Segundo o especialista Alex Nabuco dos Santos, compreender o que o Brasil pode aprender com o mercado europeu é um exercício essencial para investidores e gestores que buscam perenidade no setor imobiliário. A maturidade das cidades europeias oferece um roteiro de boas práticas que abrange desde a eficiência do planejamento urbano até a sofisticação dos modelos de financiamento. Continue a leitura e veja que para o cenário brasileiro, observar esses exemplos não significa replicar fórmulas prontas, mas sim adaptar conceitos de sustentabilidade e conservação que já provaram sua eficácia ao longo de décadas.
O planejamento de longo prazo do mercado europeu
Uma das lições primordiais que o Velho Continente oferece é a cultura do planejamento urbano intergeracional. Enquanto no Brasil os projetos muitas vezes sofrem com a descontinuidade política, as cidades europeias operam sob planos diretores que visam décadas de desenvolvimento constante. Essa estabilidade cria um ambiente de negócios previsível, onde o valor do metro quadrado não depende apenas de ciclos econômicos passageiros, mas de uma estrutura urbana sólida.
Como indica Alex Nabuco dos Santos, a valorização do espaço público é um dos pilares desse sucesso. Ao priorizar áreas de convivência e a integração entre diferentes modais de transporte, o mercado europeu consegue manter a atratividade de centros históricos e bairros residenciais antigos. Essa abordagem reduz a necessidade de expansão horizontal desordenada, problema que ainda desafia as grandes metrópoles brasileiras e encarece a manutenção dos serviços públicos.
Sustentabilidade e reabilitação urbana no contexto europeu
Outro ponto crucial sobre o que o Brasil pode aprender com o mercado europeu reside na reabilitação de edifícios antigos. Na Europa, a demolição é frequentemente a última opção; prioriza-se o retrofit, que consiste na modernização tecnológica de estruturas históricas. Essa prática preserva a identidade cultural da cidade e, simultaneamente, atende às exigências contemporâneas de eficiência energética e conforto térmico.

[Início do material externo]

PR #738, opened 2021-06-17
fix(ban-unused-ignore): allow file-level ignore directive to suppress `ban-unused-ignore`

magurotuna:
This PR allows file-level ignore directives to suppress `ban-unused-ignore`.
This rule is "meta" rule, and thus handled differently than other normal rules internally, resulting in the diagnostics from this rule not being suppressed via the `// deno-lint-ignore-file` directive, which will be addressed by this PR. Also, adds documentation about how to ignore `ban-unused-ignore` itself to [Ignoring rules](https://lint.deno.land/ignoring-rules) page.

Como aponta Alex Nabuco dos Santos, a economia circular aplicada à construção civil na Europa reduz drasticamente o desperdício de materiais. No Brasil, o setor ainda lida com altos índices de entulho e perdas durante as obras, o que impacta o custo final da unidade habitacional. Adotar tecnologias que permitam a reutilização de estruturas e o uso de materiais sustentáveis é um caminho necessário para que o mercado nacional alcance novos patamares de excelência e responsabilidade ambiental.

Segurança jurídica e a maturidade dos contratos
A confiança do investidor no mercado europeu é sustentada por uma segurança jurídica robusta. Os contratos de locação e as garantias imobiliárias possuem regras claras que protegem tanto o proprietário quanto o inquilino, minimizando os litígios e acelerando a resolução de conflitos. Essa previsibilidade é o que permite a entrada de fundos de pensão e grandes investidores institucionais que buscam retornos estáveis e de baixo risco.
De acordo com Alex Nabuco dos Santos, a simplificação burocrática nos processos de transferência de propriedade e licenciamento de obras é um exemplo a ser seguido. No Brasil, o excesso de cartórios e a lentidão dos órgãos municipais muitas vezes desencorajam o capital estrangeiro. O aprendizado aqui reside na digitalização e unificação de processos, garantindo que o mercado flua com agilidade e transparência, elementos fundamentais para a atração de novos aportes em infraestrutura habitacional.
As perspectivas para o cenário nacional
O intercâmbio de ideias entre os dois continentes revela que o futuro da habitação está na inteligência aplicada ao uso do solo e no respeito à memória urbana. O Brasil possui um potencial criativo imenso, mas carece da organização sistêmica que caracteriza o ambiente de negócios europeu. Ao alinhar inovação tecnológica com as lições de conservação e planejamento, o país pode saltar etapas no seu desenvolvimento.
Como conclui Alex Nabuco dos Santos que a integração entre moradia, trabalho e lazer em curtas distâncias é o maior legado que podemos importar. Ao reduzir a dependência de veículos e fomentar bairros autossuficientes, as cidades brasileiras não apenas se tornam mais sustentáveis, mas também oferecem uma rentabilidade mais segura para quem investe. Em suma, o aprendizado é contínuo, e as soluções europeias servem como um farol para um mercado imobiliário nacional mais maduro, ético e eficiente.